-- Task description --
Return exactly the lines of the records below, starting at the line that contains "fix(rum-react): check component" and ending at the line that contains "-ApmRoute will only", with both of those lines kept.

-- Material for the task --
PR #322, opened 2019-07-12
chore(coverage): adding code coverage for all packages

vigneshshanmugam:
+ testing code coverage since we have Jenkins pipeline already integrated now. 
+ fixes #153 

## Highlights
- Publish to `https://codecov.io/gh/elastic/apm-agent-rum-js`
- https://github.com/elastic/apm-agent-rum-js/pull/322/commits/fa5a844063726348f24b6f8a59952f72258fefcb enable the coverage in the Jenkins pipeline.
- It does provide a new stage to validate the code coverage and push to codecov.io using the stack `7.0.0` and without any goal (as it will run for all the packages) rather than the whole configuration matrix of stacks and scopes.
- It does extend the puppeteer docker node to run the npm goal which has been specified in the `GOAL` env variable. Therefore, the same dockerised infra can be used for running `npm run test` and `npm run coverage`.

## How to test locally

```
## You need docker and docker-compose
export STACK_VERSION=7.0.0
export APM_SERVER_URL='http://apm-server:8200'
export APM_SERVER_PORT='8200'
export GOAL="coverage"
export JENKINS_URL="https://jenkins.elastic.co/"
.ci/scripts/test.sh
```

PR #323, opened 2019-07-12
ci(jenkins): enable junit reporting to be consumed by the pipeline

v1v:
## Highlights
- Enable JUnit reporting in the Jenkins pipeline.

## Tests
- See [this](https://apm-ci.elastic.co/blue/organizations/jenkins/apm-agent-rum%2Fapm-agent-rum-mbp%2FPR-323/detail/PR-323/2/tests/)

image

## How to test locally

```
## You need docker and docker-compose
export STACK_VERSION=7.0.0
export APM_SERVER_URL='http://apm-server:8200'
export APM_SERVER_PORT='8200'
export GOAL="test"
export JENKINS_URL="https://jenkins.elastic.co/"
.ci/scripts/test.sh
```

### DIFF
--- a/dev-utils/karma.js
+++ b/dev-utils/karma.js
@@ -127,12 +127,6 @@ function prepareConfig(defaultConfig) {
       ') Elastic Stack ' +
       process.env.STACK_VERSION
 
-    defaultConfig.plugins.push('karma-junit-reporter')
-    defaultConfig.junitReporter = {
-      outputDir: 'reports'
-    }
-    defaultConfig.reporters.push('junit')
-
     defaultConfig.plugins.push('karma-chrome-launcher')
     defaultConfig.browsers = ['ChromeHeadlessNoSandbox']
     defaultConfig.customLaunchers = {
@@ -155,9 +149,10 @@ function prepareConfig(defaultConfig) {
    *  Add coverage reports and plugins required for all environments
    */
   if (defaultConfig.coverage) {
+    defaultConfig.plugins.push('karma-junit-reporter')
     defaultConfig.plugins.push('karma-coverage')
     defaultConfig.reporters.push('coverage')
-
+    defaultConfig.reporters.push('junit')
     const babelPlugins = defaultConfig.webpack.module.rules[0].options.plugins
     babelPlugins.push('istanbul')
 
@@ -165,6 +160,16 @@ function prepareConfig(defaultConfig) {
       includeAllSources: true,
       reporters: [{ type: 'lcov' }, { type: 'text-summary' }],
       dir: 'coverage/'
+    }
+    defaultConfig.junitReporter = {
+      outputDir: 'reports',
+      outputFile: undefined,
+      suite: '',
+      useBrowserName: true,
+      nameFormatter: undefined,
+      classNameFormatter: undefined,
+      properties: {},
+      xmlVersion: null
     }
   }
 
--- a/dev-utils/karma.js
+++ b/dev-utils/karma.js
@@ -129,14 +129,7 @@ function prepareConfig(defaultConfig) {
 
     defaultConfig.plugins.push('karma-junit-reporter')
     defaultConfig.junitReporter = {
-      outputDir: 'reports',
-      outputFile: undefined,
-      suite: '',
-      useBrowserName: true,
-      nameFormatter: undefined,
-      classNameFormatter: undefined,
-      properties: {},
-      xmlVersion: null
+      outputDir: 'reports'
     }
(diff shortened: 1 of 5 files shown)


package.json
```diff
@@ -82,6 +82,7 @@
     "karma-failed-reporter": "^0.0.3",
     "karma-firefox-launcher": "^1.0.1",
     "karma-jasmine": "^1.1.0",
+    "karma-junit-reporter": "^1.2.0",
```
vigneshshanmugam: when you npm install, you would see `package-lock.json` getting updated. Can you check in that as well.

dev-utils/karma.js
```diff
@@ -130,6 +130,18 @@ function prepareConfig(defaultConfig) {
     defaultConfig.plugins.push('karma-firefox-launcher')
     defaultConfig.browsers.push('Firefox')
   } else if (isJenkins && !isSauce) {
+    defaultConfig.plugins.push('karma-junit-reporter')
+    defaultConfig.junitReporter = {
```
vigneshshanmugam: shall we merge this PR after #322, Did a small refactoring to keep it simple.

v1v: Yep, it sounds much better to do it sequentially

package.json
v1v: done. https://github.com/elastic/apm-agent-rum-js/pull/323/commits/ebef14e8efb37b3f80a74e610c04f4d702442581

vigneshshanmugam:
@v1v Can you rebase with the master branch, I merged the other PR.

dev-utils/karma.js
```diff
@@ -130,6 +130,18 @@ function prepareConfig(defaultConfig) {
...
+      outputDir: 'reports',
+      outputFile: undefined,
```
vigneshshanmugam: let's remove all the default configuration and pass only the options necessary.

dev-utils/karma.js
```diff
@@ -127,6 +127,12 @@ function prepareConfig(defaultConfig) {
       ') Elastic Stack ' +
       process.env.STACK_VERSION
 
+    defaultConfig.plugins.push('karma-junit-reporter')
```
vigneshshanmugam: guess this line is not required. isn't it a reporter and not a plugin? https://github.com/karma-runner/karma-junit-reporter#configuration

v1v: As far as I see it's required when running the tests locally, as I've just tried without the line `defaultConfig.plugins.push('karma-junit-reporter')` and even moving the `defaultConfig.reporters.push('junit')` line at the same position. See the below error:

```
node-puppeteer         | 15 07 2019 12:08:00.521:ERROR [reporter]: Can not load reporter "junit", it is not registered!
node-puppeteer         |   Perhaps you are missing some plugin?
```


I guess, we are now in a good position to merge it.

vigneshshanmugam: sorry my bad didnt review it properly. we have to add the check if coverage is enabled before doing this. Otherwise reports will be created for normal tests as well. 

```js
if (defaultConfig.coverage) {
 // code goes here
}
```

vigneshshanmugam: you are right 👍

v1v: Uhm, I'm a bit confused now. It seems there were above 1000 tests and since I rebased with the master branch the number of reported tests have dramatically reduced to less than 100.

- Previously - see [here](https://apm-ci.elastic.co/job/apm-agent-rum/job/apm-agent-rum-mbp/job/PR-323/2/testReport/)
- Now - see [here](https://apm-ci.elastic.co/job/apm-agent-rum/job/apm-agent-rum-mbp/job/PR-323/5/testReport/)

is that the expected behavior?

v1v: @vigneshshanmugam 
>> Otherwise reports will be created for normal tests as well.
Not sure what you meant, the suggested approach of adding the junit output under the `if (defaultConfig.coverage) {` doesn't enable the junit reporting though. Therefore the pipeline won't be able to show the tests which have been executed in the `tests` tab view. I guess the coverage should be independent of the junit reporting. We only want to generate the junit reporting within the jenkins context.

So I'll rollback my last changes to be able to report to jenkins if no issues, besides, I need to clarify https://github.com/elastic/apm-agent-rum-js/pull/323#discussion_r303442179 as I want to confirm if the number of executed tests should be above 100 or not

vigneshshanmugam: We have decided to keep the junit tests for tests running on Jenkins.

PR #326, opened 2019-07-15
ci(jenkins): ITs for forked repos with different name is not supported

v1v:
This is caused by https://github.com/jenkinsci/github-branch-source-plugin/pull/235

## Highlights
- ITs for the rum-js agent don't require the repo name as it does fetch the PRs too
  - See https://github.com/elastic/apm-integration-testing/blob/edb0048bb0d3c79e8c8c9349bde7030762ddc7f6/docker/rum/Dockerfile#L23-L26


v1v:
jenkins run the tests

Issue #301, opened 2019-06-26
React router integration


jahtalab:
We need to provide an integration with react router to capture `route-change` transactions.

- [x] Document the API and provide examples of usage
- [x] fix Readme
- [x] Release 0.1.0
- [x] Implement the react-router integration
- [x] Implement the e2e tests
- [x] Implement unit tests

ersel:
Hi @jahtalab , thanks for implementing this integration! I am just giving it a go on a project which uses `react-router`. Is there any reason why `render` prop is not supported?

https://medium.com/@ilovezcd/difference-between-render-and-component-prop-on-react-router-v4-368ca7fedbec

Some of our routes are using `render` instead of `component` and `ApmRoute` fails with a cryptic message saying can not read property display name of undefined.

jahtalab:
Thanks @ersel for using the react-integration! Using the `render` property is not supported with `ApmRoute`, although, it should not throw an error. I have created #328 to address the error as well as update our docs. 

My suggestion is to instrument the route's top level component with `withTransaction`. 
Let me know if this works for you.

ersel:
I have changed my render props to be components for now. Can you explain why `render` prop is not supported?

jahtalab:
@ersel , The reason is mainly due to the fact that we need to integrate with the react component's life-cycle methods, therefore we need to have the component reference. Furthermore, the `render`, `children` properties can be used in complex situation therefore, it's better to use `withTransaction` to instrument the individual components.

Did you try to use `withTransaction` instead of using the component prop?

PR #328, opened 2019-07-15
fix(rum-react): check component in withTransaction

jahtalab:
Add doc note about Route.render usage
Add ApmRoute tests and improve code coverage

### DIFF
--- a/docs/react-integration.asciidoc
+++ b/docs/react-integration.asciidoc
@@ -66,8 +66,8 @@ class App extends React.Component {
 }
 ----
 
-NOTE: `ApmRoute` only instruments component property if provided, in other cases, e.g. using `render` or `children` properties, 
-ApmRoute will only render the Route without instrumenting it, 
+NOTE: `ApmRoute` only instruments the route if component property is provided, in other cases, e.g. using `render` or `children` properties, 
+ApmRoute will only renders the route without instrumenting it, 
 please instrument the individual component using `withTransaction` in these cases instead.
 
 
--- a/docs/react-integration.asciidoc
+++ b/docs/react-integration.asciidoc
@@ -66,6 +66,11 @@ class App extends React.Component {
 }
 ----
 
+NOTE: `ApmRoute` only instruments component property if provided, in other cases, e.g. using `render` or `children` properties, 
+ApmRoute will only render the Route without instrumenting it, 
+please instrument the individual component using `withTransaction` in these cases instead.
+
+
 [float]
 ===== Instrumenting individual React components
 
--- a/packages/rum-react/src/get-apm-route.js
+++ b/packages/rum-react/src/get-apm-route.js
@@ -29,14 +29,20 @@ import { getWithTransaction } from './get-with-transaction'
 
 function getApmRoute(apm) {
   const withTransaction = getWithTransaction(apm)
+
   return class ApmRoute extends React.Component {
     constructor(props) {
       super(props)
       const { path, component: Component } = this.props
       this.ApmComponent = withTransaction(path, 'route-change')(Component)
     }
+
     render() {
-      return <Route {...this.props} component={this.ApmComponent} />
+      if (this.ApmComponent) {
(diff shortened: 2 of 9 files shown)


packages/rum-react/src/get-apm-route.js
```diff
@@ -29,14 +29,20 @@ import { getWithTransaction } from './get-with-transaction'
...
       super(props)
       const { path, component: Component } = this.props
       this.ApmComponent = withTransaction(path, 'route-change')(Component)
     }
+
     render() {
-      return <Route {...this.props} component={this.ApmComponent} />
+      if (this.ApmComponent) {
+        return <Route {...this.props} component={this.ApmComponent} />
+      } else {
```
ersel: Would it make sense to put a `console.warn` here to tell the developer that this route won't be monitored out of the box?

jahtalab: Thanks for point it out! I've the added

packages/rum-react/test/specs/get-apm-route.spec.js
```diff
@@ -0,0 +1,91 @@
...
+ * THE SOFTWARE IS PROVIDED "AS IS", WITHOUT WARRANTY OF ANY KIND, EXPRESS OR
+ * IMPLIED, INCLUDING BUT NOT LIMITED TO THE WARRANTIES OF MERCHANTABILITY,
+ * FITNESS FOR A PARTICULAR PURPOSE AND NONINFRINGEMENT. IN NO EVENT SHALL THE
+ * AUTHORS OR COPYRIGHT HOLDERS BE LIABLE FOR ANY CLAIM, DAMAGES OR OTHER
+ * LIABILITY, WHETHER IN AN ACTION OF CONTRACT, TORT OR OTHERWISE, ARISING FROM,
+ * OUT OF OR IN CONNECTION WITH THE SOFTWARE OR THE USE OR OTHER DEALINGS IN
+ * THE SOFTWARE.
+ *
+ */
+import 'airbnb-js-shims/target/es2015'
```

-- Result of this exercise --
fix(rum-react): check component in withTransaction

jahtalab:
Add doc note about Route.render usage
Add ApmRoute tests and improve code coverage

### DIFF
--- a/docs/react-integration.asciidoc
+++ b/docs/react-integration.asciidoc
@@ -66,8 +66,8 @@ class App extends React.Component {
 }
 ----
 
-NOTE: `ApmRoute` only instruments component property if provided, in other cases, e.g. using `render` or `children` properties, 
-ApmRoute will only render the Route without instrumenting it, 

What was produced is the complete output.